Para quem assiste ao trem passar pela Estrada de Ferro Carajás (EFC), com seus vagões entupidos de minério de ferro rumo ao desconhecido além-mar, a imagem do mostrengo e a zoada de seu apito são apenas elementos comuns, de mais um dia normal em Canaã dos Carajás e Parauapebas.
Nesses dois municípios interioranos, considerados suprassumos da riqueza na Região Norte, o trem é o vizinho mais inconveniente de comunidades pobres, marcadas por exclusão social e por ausência de serviços sociais básicos, como saneamento. São 30 mil pessoas em situação de pobreza extrema em Parauapebas e outras 13,5 mil em Canaã dos Carajás, de acordo com a atualização de abril deste ano do Cadastro Único, do Governo Federal.
Mas o trem, que atravessa os pobres, carregou cerca de 10,5 bilhões de dólares em riquezas produzidas nesses dois municípios durante o primeiro semestre deste ano e tornaram Parauapebas e Canaã, sem querer querendo, 3º e 4º principais do Brasil para sustentar as contas de uma nação de 212 milhões de habitantes regada a graves injustiças e desigualdades, como frágeis serviços públicos de saúde e educação.
De Parauapebas, o 3º, foram embarcados 5,954 bilhões de dólares, enquanto de Canaã, o 4º, partiram 4,586 bilhões. Só os municípios de Duque de Caxias (8,332 bilhões) e Rio de Janeiro (6,041 bilhões) exportaram mais. Até a cidade de São Paulo (2,428 bilhões) sucumbiu à força que vem do Pará. Os dados da balança comercial por município foram liberados nesta quarta-feira (7) pelo Ministério da Economia, e o Blog do Zé Dudu fez a comparação.
2º e 3º em lucro comercial
Muito mais que excelentes exportadores, Parauapebas e Canaã têm consigo a cereja do bolo para as contas do país: lucro. Eles, como nenhuma outra localidade do país, são os lugares que mais dão resultado para o Brasil, com performance progressivamente melhor que os fluminenses Duque de Caxias e Rio de Janeiro. A razão é simples de entender: exportam muito e importam quase nada.
Essa situação faz com que apresentem superávit comercial magnífico — que é o que realmente importa para as contas nacionais. Parauapebas garantiu o 2º maior lucro do país, de 5,808 bilhões de dólares, enquanto Canaã rendeu 4,554 bilhões. Eles, neste recorte, só ficaram atrás de Duque de Caxias, que rendeu 7,161 bilhões de dólares.

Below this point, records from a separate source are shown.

PR #621, opened 2016-08-26
add TLS key flags to CLI defaults

anthonybishopric:
This addresses an internal issue related to calling to Consul from a CLI.

### DIFF
--- a/pkg/kp/flags/kingpin.go
+++ b/pkg/kp/flags/kingpin.go
@@ -5,10 +5,11 @@ package flags
 import (
 	"io/ioutil"
 	"log"
+	"net"
 	"net/http"
 
 	"github.com/square/p2/pkg/kp"
-	"github.com/square/p2/pkg/util/net"
+	netutil "github.com/square/p2/pkg/util/net"
 	"gopkg.in/alecthomas/kingpin.v2"
 )
 
@@ -19,6 +20,9 @@ func ParseWithConsulOptions() (string, kp.Options) {
 	headers := kingpin.Flag("header", "An HTTP header to add to requests, in KEY=VALUE form. Can be specified multiple times.").StringMap()
 	https := kingpin.Flag("https", "Use HTTPS").Bool()
 	wait := kingpin.Flag("wait", "Maximum duration for Consul watches, before resetting and starting again.").Default("30s").Duration()
+	caFile := kingpin.Flag("tls-ca-file", "File containing the x509 PEM-encoded CA ").ExistingFile()
+	keyFile := kingpin.Flag("tls-key-file", "File containing the x509 PEM-encoded private key").ExistingFile()
+	certFile := kingpin.Flag("tls-cert-file", "File containing the x509 PEM-encoded public key certificate").ExistingFile()
 
 	cmd := kingpin.Parse()
 
@@ -29,10 +33,28 @@ func ParseWithConsulOptions() (string, kp.Options) {
 		}
 		*token = string(tokenBytes)
 	}
+	var transport http.RoundTripper
+	if *caFile != "" || *keyFile != "" || *certFile != "" {
+		tlsConfig, err := netutil.GetTLSConfig(*certFile, *keyFile, *caFile)
+		if err != nil {
+			log.Fatalln(err)
+		}
+
+		transport = &http.Transport{
+			TLSClientConfig: tlsConfig,
+			// same dialer as http.DefaultTransport
+			Dial: (&net.Dialer{
+				Timeout:   http.DefaultClient.Timeout,
+				KeepAlive: http.DefaultClient.Timeout,
+			}).Dial,
+		}
+	} else {
+		transport = http.DefaultTransport
+	}
 	return cmd, kp.Options{
 		Address:  *url,
 		Token:    *token,
-		Client:   net.NewHeaderClient(*headers, http.DefaultTransport),
+		Client:   netutil.NewHeaderClient(*headers, transport),
 		HTTPS:    *https,
 		WaitTime: *wait,
 	}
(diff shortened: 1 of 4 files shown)


pkg/util/net/client.go
```diff
@@ -31,7 +31,9 @@ func GetTransport(extras map[string]string, rt http.RoundTripper) *headerTranspo
 // on every request.
 func NewHeaderClient(extras map[string]string, rt http.RoundTripper) *http.Client {
 	if len(extras) == 0 {
-		return http.DefaultClient
+		return &http.Client{
```
bwester: This seems like an unrelated bug fix. Can you put it in its own commit and discuss the triggers/impact of the bug?

pkg/kp/flags/kingpin.go
```diff
@@ -5,10 +5,11 @@ package flags
 import (
 	"io/ioutil"
 	"log"
+	"net"
 	"net/http"
 
 	"github.com/square/p2/pkg/kp"
-	"github.com/square/p2/pkg/util/net"
+	netutil "github.com/square/p2/pkg/util/net"
```
bwester: I could swear a different alias for this package is in use elsewhere. Could you look for that alias and make this consistent?

pkg/kp/flags/kingpin.go
```diff
@@ -19,6 +20,9 @@ func ParseWithConsulOptions() (string, kp.Options) {
 	headers := kingpin.Flag("header", "An HTTP header to add to requests, in KEY=VALUE form. Can be specified multiple times.").StringMap()
 	https := kingpin.Flag("https", "Use HTTPS").Bool()
 	wait := kingpin.Flag("wait", "Maximum duration for Consul watches, before resetting and starting again.").Default("30s").Duration()
+	caFile := kingpin.Flag("tls-ca-file", "File containing the x509 PEM-encoded CA ").ExistingFile()
+	keyFile := kingpin.Flag("tls-key-file", "File containing the x509 PEM-encoded private key").ExistingFile()
```
bwester: Please verify that a private key file is x509 PEM-encoded.

pkg/kp/flags/kingpin.go
```diff
@@ -29,10 +33,31 @@ func ParseWithConsulOptions() (string, kp.Options) {
 		}
 		*token = string(tokenBytes)
 	}
+	var transport http.RoundTripper
+	if *caFile != "" || *keyFile != "" || *certFile != "" {
```
bwester: I'm not sure why you want all or nothing. It seems reasonable to me that one might use the default certificate authorities while supplying a client certificate.

pkg/kp/flags/kingpin.go
```diff
@@ -29,10 +33,31 @@ func ParseWithConsulOptions() (string, kp.Options) {
...
+		if *caFile == "" || *keyFile == "" || *certFile == "" {
```
bwester: GetTLSConfig already validates its arguments; this check seems redundant.

bin/p2-wipe-reality/main.go
```diff
@@ -19,6 +21,16 @@ a known state.
 `
 )
 
+func handleError(err error, message string) {
```
bwester: I can see the benefit in wanting to unpack the hidden error messages. But:

1. What if I eventually want to do something other than print the error? Can you unlock without side effects?
2. This is unrelated to adding TLS flags. Can you put it in its own commit?

pkg/kp/flags/kingpin.go
```diff
@@ -19,6 +20,9 @@ func ParseWithConsulOptions() (string, kp.Options) {
 	headers := kingpin.Flag("header", "An HTTP header to add to requests, in KEY=VALUE form. Can be specified multiple times.").StringMap()
 	https := kingpin.Flag("https", "Use HTTPS").Bool()
 	wait := kingpin.Flag("wait", "Maximum duration for Consul watches, before resetting and starting again.").Default("30s").Duration()
+	caFile := kingpin.Flag("tls-ca-file", "File containing the x509 PEM-encoded CA ").ExistingFile()
```
bwester: Having "tls-" seems wordy, and I don't want to ever type that.  What do you think about removing that prefix? Incidentally, would that make these flags the same as for curl?

bin/p2-wipe-reality/main.go
anthonybishopric: I can remove it, it was meant for debugging why this utility wasn't working. Dealing with the unsafe errors in Consul isn't something I care to solve in this PR.

pkg/kp/flags/kingpin.go
anthonybishopric: It's mapped to `p2net` in a different repo at Square. Still want it to be consistent?

pkg/kp/flags/kingpin.go
anthonybishopric: The curl options are `--cert`, `--cacert` and `--key`. For at least the last option, `key` is a fairly ambiguous option given that it could refer to a key in the kv store or a gpg signing key. I can remove the `tls-` prefix and I think that will make it sufficiently less verbose.

pkg/kp/flags/kingpin.go
anthonybishopric: Will the `util/net` helper not do that for me?

pkg/util/net/client.go
anthonybishopric: extracted

pkg/kp/flags/kingpin.go
bwester: Sorry, not sure what I was thinking. What you have will work just fine.

pkg/kp/flags/kingpin.go
bwester: You're right, there are a lot of other keys in the system. Sure, keep `tls-`.

pkg/kp/flags/kingpin.go
bwester: Perhaps the real solution is to not have our own package named "net".

Pick your favorite.

bwester:
:ship:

A diferença é que Duque importou ao longo do semestre 1,171 bilhão de dólares em commodities, enquanto Parauapebas importou apenas 146,3 milhões e Canaã, menos ainda: apenas 32,2 milhões.
Todo esse resultado magistral, importante para o Brasil, está apenas nas estatísticas e muito distante da realidade das populações das localidades produtoras dos bens exportados. Parauapebas e Canaã dos Carajás são líderes globais da produção de minério de ferro de alto grau de pureza e sua commodity é, na realidade, desconhecida da população — 95% da população dos dois municípios nunca viram o minério de ferro ao vivo e a cores.
Uma considerável parcela da população que dorme e acorda aos pés dos bilhões de dólares movimentados na região jamais terá a dimensão do que é riqueza de fato, e com o trem carregado ou não, nada vai mudar. Porque ser importante para o Brasil não é necessariamente o mesmo que mudar a vida de quem vive à margem da riqueza.